The Student News Site of Bob Jones University

The Collegian

The Student News Site of Bob Jones University

The Collegian

The Student News Site of Bob Jones University

The Collegian

Outreach groups touch teens’ lives via teaching opportunities

An outreach group teaches science to at-risk youth at the Greenville County Juvenile Facility. Photo: Amanda Ross

BJU students began using their creativity this semester to reach out to the at-risk youth at the Greenville County Juvenile Facility.

Eight 10-person outreach groups go to the detention facility to interact with the 13- to 17-year-olds on either a weekly or biweekly basis.

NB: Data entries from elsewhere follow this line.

PR #2915, opened 2021-11-12
Add limited loop to Condition simplifier

### LINKED ISSUE #2878: Regression: Kprove hangs instead of crashing
Test file:
------------
```
module TEST
    imports MAP
    imports BOOL

    syntax Foo ::= "a" | "b" | "c"
 // ------------------------------
    rule <k> a => b ... </k>

endmodule

module TEST-SPEC
    imports TEST

    claim <k> (a ~> _ => .) ... </k>
 
endmodule
```

Commit https://github.com/kframework/kore/commit/ed422630f9383b2774f1ec8ea04eee86ea0afe1e changed the behavior of running kprove on this test case.
In order to reproduce this behavior I create a makefile with the following lines and run `make`:
```
all:
	rm -rf *-kompiled .kprove*
	kompile --main-module TEST --backend haskell test.k
	kprovex test.k --spec-module TEST-SPEC --debug 
```
Prior to this commit, the kfrontend code crashed on a pattern match error shown in https://github.com/kframework/k/issues/2245 and I'm expecting this crash to continue to happen. The actual behavior seems to hang sometime before kore is printed. I also found that adding `--depth 0` to the last command causes the pattern match crash to happen.

ana-pantilie:
Fixes #2878

Note: none of our current integration tests emit the newly added warning, so I believe the `limit = 4` is appropriate.

### Scope:
- Disallows infinite looping of the `Condition` simplifier
- Workaround for problematic cyclic dependency in the `Condition` simplifier

### Estimate:
- Monday, 15 November

---

###### Review checklist


kore/src/Kore/Simplify/Condition.hs
```diff
@@ -78,9 +81,26 @@ simplify ::
...
+        LogicT simplifier (Conditional RewritingVariableName any)
+    loop count input
+        | count >= limit = do
+            warnUnsimplifiedCondition limit original input
+            pure input
+        | otherwise = do
+            output <- worker input
+            if fullySimplified output
+                then return (extract output)
+                else loop (count + 1) (extract output)
```
dopamane, line 102: Instead of explicit recursion can we use `foldM`?:
```suggestion
simplify SubstitutionSimplifier{simplifySubstitution} sideCondition original = do
    normalizedOriginal <- normalize original
    (isFullySimplified, result) <- foldM simplifyingCondition (False, normalizedOriginal) [0..limit]
    unless isFullySimplified $ warnUnsimplifiedCondition limit original result
    return result
  where
    limit :: Int
    limit = 4
    
    simplifyingCondition ::
        (Bool, Conditional RewritingVariableName any) ->
        Int ->
        LogicT simplifier (Bool, Conditional RewritingVariableName any)
    simplifyingCondition result@(True, _) _ = return result
    simplifyingCondition (_, input) _ = do
        output <- worker input
        return (fullySimplified output, extract output)
```

dopamane (changes requested):

kore/src/Kore/Simplify/Condition.hs
andreiburdusa: This also looks fine, although I'd probably have spent more time trying to understand it if I didn't know it's meant to replace the initial recursion.

emarzion (approved):

kore/src/Kore/Simplify/Condition.hs
ana-pantilie: This was my initial thought as well, the code isn't as straightforward with `foldM`. It also seems harder to debug, and we'll inevitably have lots of occasions to debug this I'm afraid, because of the issues with the simplifier. @dopamane, what do you think?

ana-pantilie: TODO: add comment linking to old version

andreiburdusa (approved):

dopamane (approved):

When Dr. Bruce McAllister, director of outreach ministry, introduced the new outreach opportunity to students last semester, about 100 students quickly signed up the same week to become involved. After attending a meeting and receiving information in January, students connected with one another and formed the outreach groups, ranging in focus from basketball and fitness activities to music and drama.

“It gives you the opportunity to reach people who are at one of the lowest points in their [lives],” said Casey Johnson, assistant to McAllister.

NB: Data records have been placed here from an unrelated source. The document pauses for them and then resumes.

PR #2945, opened 2021-12-16
Add NonExecutable attribute

### LINKED ISSUE #2933: Allow users to specify `non-executable` on rule/simplification rules
We need a way to feed lemmas to only the smt-solver, but _not_ use them as K reductions. To achieve this, I'd like to write:

```
rule LHS => RHS requires REQ [smt-lemma, non-executable]
```

This just means that the rule should not be considered for rewriting (whether it's a simplification rule or not).

This needs to also interact correctly with `no-evaluators`, that is when you put `no-evaluators` on a symbol it should only have `non-executable` rules present for that symbol.

This may also require a small update to the frontend, to make it aware of this new attribute.

ana-pantilie:
Fixes #2933

### Estimate:

---

###### Review checklist


Baltoli:
@ana-pantilie Is it possible to have the attribute apply to rewrite rules as well as functions in this change? For example, given these rules:

```
rule g(X, Y) => X +Int Y [non-executable, priority(1)]
rule g(X, Y) => X requires X >=Int Y
rule g(_, _) => 4567 [owise]
```

The LLVM backend will rewrite `g(3, 100)` to `4567` as expected, while the Haskell backend as tested at this PR will rewrite to `103` using the `non-executable` rule.

ana-pantilie:
@Baltoli We discussed the attribute being available to only equation (function) rules, AFAIK. Has someone requested this feature for rewrite rules as well?

Baltoli:
> @Baltoli We discussed the attribute being available to only equation (function) rules, AFAIK. Has someone requested this feature for rewrite rules as well?

Apologies if so; I may be misremembering - let me try and track down the original conversation again.

Baltoli:
@ana-pantilie Let me know if there is anything else I can do to help you with this issue - it would be good to get it merged, as the frontend support tests passing will depend on this PR.

In particular, you note above that it's necessary to test what's being sent to Z3 - is this from the perspective of the frontend, or the haskell backend?

Thanks so much for your help on this!

ana-pantilie:
@Baltoli Thank you for the help!

> In particular, you note above that it's necessary to test what's being sent to Z3 - is this from the perspective of the frontend, or the haskell backend?

This is just from the perspective of the backend. I will add some tests for this in the backend in a follow-up PR, since I need the updated frontend to do that.

andreiburdusa (approved):

PR #2953, opened 2022-01-12
Add identity Pattern simplifier: Exists.hs

### LINKED ISSUE #2946: Add identity `Pattern` simplifier
We should add an identity `Pattern` simplifier (which doesn't do any actual simplification) attempt to replace the old `Pattern` simplifier with this new one in the code. By running the tests, we can identify any places which don't actually need to call the simplifier, or any places where we only need a small subset of the simplifier's cases implemented.

andreiburdusa:
Part of #2946 

### Scope:
- Replace the current simplifier with an identity simplifier

### Estimate:
- ~~January 14~~
- ~~January 24~~
- February 8
---

###### Review checklist


ana-pantilie (changes requested):
Running the integration tests twice, once normally and once with `--simplifierx` isn't currently enabled, right? If it's not, this PR needs to enable it. We discussed this is necessary once we merge the first experimental feature.

andreiburdusa:
> Running the integration tests twice, once normally and once with `--simplifierx` isn't currently enabled, right? If it's not, this PR needs to enable it. We discussed this is necessary once we merge the first experimental feature.

All the integration tests? I thought we don't want to do that because it would take too much time. I probably misunderstood

ana-pantilie:
> All the integration tests? I thought we don't want to do that because it would take too much time.

It's necessary, otherwise we might break features which we actually use in practice along the way.

ana-pantilie:
Also, this will probably make Jenkins time out. You'll need to increase the time out period on Jenkins for our CI/integration tests.

andreiburdusa:
> Also, this will probably make Jenkins time out. You'll need to increase the time out period on Jenkins for our CI/integration tests.

Shoud I try making nix run the integration tests twice as well. or just Jenkins?

ana-pantilie:
> Shoud I try making nix run the integration tests twice as well, or just Jenkins?

Hmm, let's just run them on Jenkins for now.

kore/src/Kore/Simplify/Exists.hs
```diff
@@ -70,6 +70,9 @@ import Kore.Rewrite.RewritingVariable (
 import qualified Kore.Simplify.AndPredicates as And (
     simplifyEvaluatedMultiPredicate,
  )
+import Kore.Simplify.Pattern (
+    simplifyPatternId,
```
ana-pantilie, line 74: I think it's best if we move this into `MonadSimplify` as well. This way, we have access to it throughout the simplification code and we won't introduce new module dependencies.

ana-pantilie (approved):

JKTKops (approved):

The Greenville County Juvenile Facility houses about 20 minors incarcerated on various charges. Because the outreach is a religiously based program, inmate participation in activities is completely voluntary.

Sarah Ward, Tiffany Radle, Justin Crews, Catherine Peek, Rachel Comparetto, Daniel Michalek and Israel Jones go to the detention facility every other week to conduct science experiments with the youth and to share the Gospel with them.

Each experiment session revolves around a theme, such as gravity or acceleration, with one main experiment for the inmates to watch and three smaller, hands-on experiments.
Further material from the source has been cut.